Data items
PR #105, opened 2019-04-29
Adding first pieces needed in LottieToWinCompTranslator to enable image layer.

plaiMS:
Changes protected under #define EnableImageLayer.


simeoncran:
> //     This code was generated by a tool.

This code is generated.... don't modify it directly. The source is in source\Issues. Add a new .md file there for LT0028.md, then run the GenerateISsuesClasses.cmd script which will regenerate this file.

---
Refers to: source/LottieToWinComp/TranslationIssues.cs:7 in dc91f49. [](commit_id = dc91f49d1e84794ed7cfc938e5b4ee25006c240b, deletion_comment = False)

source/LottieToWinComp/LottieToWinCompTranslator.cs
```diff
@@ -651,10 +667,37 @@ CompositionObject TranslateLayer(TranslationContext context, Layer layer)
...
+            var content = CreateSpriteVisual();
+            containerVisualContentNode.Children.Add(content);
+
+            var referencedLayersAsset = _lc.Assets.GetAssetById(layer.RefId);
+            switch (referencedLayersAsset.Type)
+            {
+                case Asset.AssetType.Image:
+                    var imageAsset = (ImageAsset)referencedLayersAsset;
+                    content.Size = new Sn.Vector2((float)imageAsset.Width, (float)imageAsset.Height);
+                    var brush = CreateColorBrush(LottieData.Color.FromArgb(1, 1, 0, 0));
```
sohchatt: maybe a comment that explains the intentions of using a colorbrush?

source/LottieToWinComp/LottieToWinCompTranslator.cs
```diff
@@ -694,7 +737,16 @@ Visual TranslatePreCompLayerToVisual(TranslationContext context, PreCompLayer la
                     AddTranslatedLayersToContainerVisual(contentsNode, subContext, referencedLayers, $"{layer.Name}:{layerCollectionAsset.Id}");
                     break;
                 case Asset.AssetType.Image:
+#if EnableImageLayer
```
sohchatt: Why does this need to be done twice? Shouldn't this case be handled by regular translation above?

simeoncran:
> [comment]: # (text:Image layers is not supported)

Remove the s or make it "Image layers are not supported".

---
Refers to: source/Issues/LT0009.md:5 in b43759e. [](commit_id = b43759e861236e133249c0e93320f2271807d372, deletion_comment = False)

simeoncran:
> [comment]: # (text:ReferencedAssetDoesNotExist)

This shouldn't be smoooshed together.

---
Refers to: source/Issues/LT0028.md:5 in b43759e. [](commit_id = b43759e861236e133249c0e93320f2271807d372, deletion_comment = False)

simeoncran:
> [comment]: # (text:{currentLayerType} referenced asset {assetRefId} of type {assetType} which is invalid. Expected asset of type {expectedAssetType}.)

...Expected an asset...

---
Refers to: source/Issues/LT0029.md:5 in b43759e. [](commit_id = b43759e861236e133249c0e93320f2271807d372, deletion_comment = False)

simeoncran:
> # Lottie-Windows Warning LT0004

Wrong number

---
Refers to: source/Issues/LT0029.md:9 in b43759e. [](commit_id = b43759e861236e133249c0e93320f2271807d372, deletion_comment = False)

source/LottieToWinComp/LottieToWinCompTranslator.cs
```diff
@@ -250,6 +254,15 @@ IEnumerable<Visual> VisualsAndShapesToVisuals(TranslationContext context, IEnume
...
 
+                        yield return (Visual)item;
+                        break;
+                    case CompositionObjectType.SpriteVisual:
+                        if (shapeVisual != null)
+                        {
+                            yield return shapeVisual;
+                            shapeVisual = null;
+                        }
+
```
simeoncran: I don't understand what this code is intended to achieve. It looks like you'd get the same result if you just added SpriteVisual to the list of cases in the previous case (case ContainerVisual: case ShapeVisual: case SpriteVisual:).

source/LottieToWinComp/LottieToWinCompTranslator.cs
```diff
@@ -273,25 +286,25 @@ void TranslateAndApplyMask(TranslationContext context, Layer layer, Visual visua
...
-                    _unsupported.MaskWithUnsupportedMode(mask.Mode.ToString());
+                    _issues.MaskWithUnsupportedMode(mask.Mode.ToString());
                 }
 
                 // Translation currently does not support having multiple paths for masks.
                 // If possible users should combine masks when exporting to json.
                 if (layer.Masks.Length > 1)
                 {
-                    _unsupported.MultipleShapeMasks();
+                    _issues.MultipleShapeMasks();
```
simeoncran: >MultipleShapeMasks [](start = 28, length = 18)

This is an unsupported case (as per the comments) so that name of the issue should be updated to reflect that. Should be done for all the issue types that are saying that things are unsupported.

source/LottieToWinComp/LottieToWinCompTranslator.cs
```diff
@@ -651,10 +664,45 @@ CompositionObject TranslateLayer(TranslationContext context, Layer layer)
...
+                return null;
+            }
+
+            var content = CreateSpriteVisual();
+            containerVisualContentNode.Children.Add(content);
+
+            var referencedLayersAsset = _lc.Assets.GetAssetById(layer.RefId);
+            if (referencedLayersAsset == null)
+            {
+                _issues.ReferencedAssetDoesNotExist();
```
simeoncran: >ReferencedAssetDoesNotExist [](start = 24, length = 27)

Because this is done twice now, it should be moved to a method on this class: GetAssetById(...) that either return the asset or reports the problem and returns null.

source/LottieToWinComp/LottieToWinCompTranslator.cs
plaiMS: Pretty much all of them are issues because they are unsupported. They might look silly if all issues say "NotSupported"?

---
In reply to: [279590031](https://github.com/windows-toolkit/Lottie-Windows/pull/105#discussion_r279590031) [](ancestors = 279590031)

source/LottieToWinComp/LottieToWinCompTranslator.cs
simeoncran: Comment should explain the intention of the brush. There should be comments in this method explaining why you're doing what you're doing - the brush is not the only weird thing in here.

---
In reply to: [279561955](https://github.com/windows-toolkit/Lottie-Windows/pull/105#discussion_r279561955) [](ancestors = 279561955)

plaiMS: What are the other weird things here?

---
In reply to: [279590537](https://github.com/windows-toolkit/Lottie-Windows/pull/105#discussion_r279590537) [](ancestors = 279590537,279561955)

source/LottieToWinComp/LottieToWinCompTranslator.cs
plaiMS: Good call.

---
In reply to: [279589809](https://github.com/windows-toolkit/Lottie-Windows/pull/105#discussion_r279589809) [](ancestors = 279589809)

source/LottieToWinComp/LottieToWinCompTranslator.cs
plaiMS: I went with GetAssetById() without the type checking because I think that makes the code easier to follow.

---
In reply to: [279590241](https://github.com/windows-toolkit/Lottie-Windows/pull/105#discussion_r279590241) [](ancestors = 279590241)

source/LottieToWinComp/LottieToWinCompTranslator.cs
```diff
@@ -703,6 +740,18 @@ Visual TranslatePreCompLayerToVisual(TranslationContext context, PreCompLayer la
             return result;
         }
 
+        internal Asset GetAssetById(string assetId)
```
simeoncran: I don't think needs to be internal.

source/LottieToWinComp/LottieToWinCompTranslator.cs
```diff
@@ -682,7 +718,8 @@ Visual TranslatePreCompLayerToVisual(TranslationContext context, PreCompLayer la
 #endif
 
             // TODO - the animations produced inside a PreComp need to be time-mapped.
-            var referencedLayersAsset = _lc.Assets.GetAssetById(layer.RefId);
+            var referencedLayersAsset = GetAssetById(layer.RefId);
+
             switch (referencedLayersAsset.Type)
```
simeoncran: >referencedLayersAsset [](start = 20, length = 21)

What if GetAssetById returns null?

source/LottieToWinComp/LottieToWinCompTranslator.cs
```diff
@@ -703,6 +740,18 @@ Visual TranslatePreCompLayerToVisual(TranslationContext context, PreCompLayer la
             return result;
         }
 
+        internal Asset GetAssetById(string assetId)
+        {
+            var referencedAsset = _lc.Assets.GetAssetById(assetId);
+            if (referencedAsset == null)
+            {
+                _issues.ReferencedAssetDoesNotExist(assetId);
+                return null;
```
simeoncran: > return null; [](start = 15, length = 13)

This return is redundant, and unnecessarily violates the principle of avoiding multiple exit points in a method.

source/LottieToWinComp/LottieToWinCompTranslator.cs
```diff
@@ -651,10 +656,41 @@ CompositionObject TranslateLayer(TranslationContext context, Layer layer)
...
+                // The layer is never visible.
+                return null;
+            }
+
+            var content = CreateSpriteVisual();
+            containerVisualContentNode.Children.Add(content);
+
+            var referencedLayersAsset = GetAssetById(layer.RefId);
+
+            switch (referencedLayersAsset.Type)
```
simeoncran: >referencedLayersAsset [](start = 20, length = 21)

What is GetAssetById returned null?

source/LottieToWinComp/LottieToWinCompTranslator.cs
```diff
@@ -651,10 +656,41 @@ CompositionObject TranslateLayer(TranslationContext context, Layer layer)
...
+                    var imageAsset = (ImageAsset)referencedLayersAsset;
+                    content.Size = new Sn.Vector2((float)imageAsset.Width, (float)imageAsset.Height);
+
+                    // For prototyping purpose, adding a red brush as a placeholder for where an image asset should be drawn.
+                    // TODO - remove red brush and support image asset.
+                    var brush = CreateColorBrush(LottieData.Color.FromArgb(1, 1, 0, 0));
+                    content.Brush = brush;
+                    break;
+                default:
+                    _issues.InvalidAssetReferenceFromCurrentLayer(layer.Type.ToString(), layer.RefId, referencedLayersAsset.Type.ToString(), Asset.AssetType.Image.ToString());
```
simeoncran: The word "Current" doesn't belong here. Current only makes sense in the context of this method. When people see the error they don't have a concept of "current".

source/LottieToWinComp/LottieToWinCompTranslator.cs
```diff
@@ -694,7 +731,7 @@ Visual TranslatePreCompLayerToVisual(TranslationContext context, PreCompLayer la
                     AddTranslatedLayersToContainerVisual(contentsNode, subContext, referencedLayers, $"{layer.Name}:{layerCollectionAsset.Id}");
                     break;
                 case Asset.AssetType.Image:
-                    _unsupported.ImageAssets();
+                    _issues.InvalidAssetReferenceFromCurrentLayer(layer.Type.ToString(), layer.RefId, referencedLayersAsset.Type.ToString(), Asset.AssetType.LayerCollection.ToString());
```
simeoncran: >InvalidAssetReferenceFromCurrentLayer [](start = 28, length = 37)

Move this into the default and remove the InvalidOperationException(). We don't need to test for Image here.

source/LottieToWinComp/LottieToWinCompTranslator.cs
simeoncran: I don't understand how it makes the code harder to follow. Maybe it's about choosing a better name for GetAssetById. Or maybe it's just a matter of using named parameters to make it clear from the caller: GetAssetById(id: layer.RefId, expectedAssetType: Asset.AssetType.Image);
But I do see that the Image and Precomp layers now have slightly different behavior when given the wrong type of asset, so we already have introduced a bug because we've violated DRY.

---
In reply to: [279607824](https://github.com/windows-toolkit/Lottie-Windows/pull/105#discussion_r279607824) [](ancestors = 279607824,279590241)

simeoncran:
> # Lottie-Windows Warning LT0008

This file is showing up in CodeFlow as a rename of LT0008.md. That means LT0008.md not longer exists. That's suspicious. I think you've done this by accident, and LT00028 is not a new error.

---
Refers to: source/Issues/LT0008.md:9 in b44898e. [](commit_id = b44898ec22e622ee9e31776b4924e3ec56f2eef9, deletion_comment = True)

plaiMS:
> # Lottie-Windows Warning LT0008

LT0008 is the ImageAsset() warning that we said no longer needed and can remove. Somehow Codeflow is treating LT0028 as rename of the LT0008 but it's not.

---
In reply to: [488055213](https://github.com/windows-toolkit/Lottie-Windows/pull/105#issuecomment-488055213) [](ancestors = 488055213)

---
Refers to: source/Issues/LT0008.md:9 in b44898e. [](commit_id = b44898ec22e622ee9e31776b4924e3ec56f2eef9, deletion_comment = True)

- _Brief_
Every line that holds the word "ReferencedAssetDoesNotExist" should be copied from the records.

- _Written response_
> [comment]: # (text:ReferencedAssetDoesNotExist)
+                _issues.ReferencedAssetDoesNotExist();
simeoncran: >ReferencedAssetDoesNotExist [](start = 24, length = 27)
+                _issues.ReferencedAssetDoesNotExist(assetId);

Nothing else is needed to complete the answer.